Problem to solve:
Before you finish, make sure each line of the records has been retyped exactly.
● ● ● ● ●
PR #603, opened 2017-08-08
Added Enki datasource

datalogics-dans:
When trying to get the Enki content import working, this seemed to be the one core change that was necessary. It's possible there are others as well, but for now it's just this.


leonardr:
This looks good. Now you can set ENKI_ID in your circulation classes to refer to Identifier.ENKI_ID.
● ● ● ● ●
Solution for this task:
PR #603, opened 2017-08-08
Added Enki datasource

datalogics-dans:
When trying to get the Enki content import working, this seemed to be the one core change that was necessary. It's possible there are others as well, but for now it's just this.


leonardr:
This looks good. Now you can set ENKI_ID in your circulation classes to refer to Identifier.ENKI_ID.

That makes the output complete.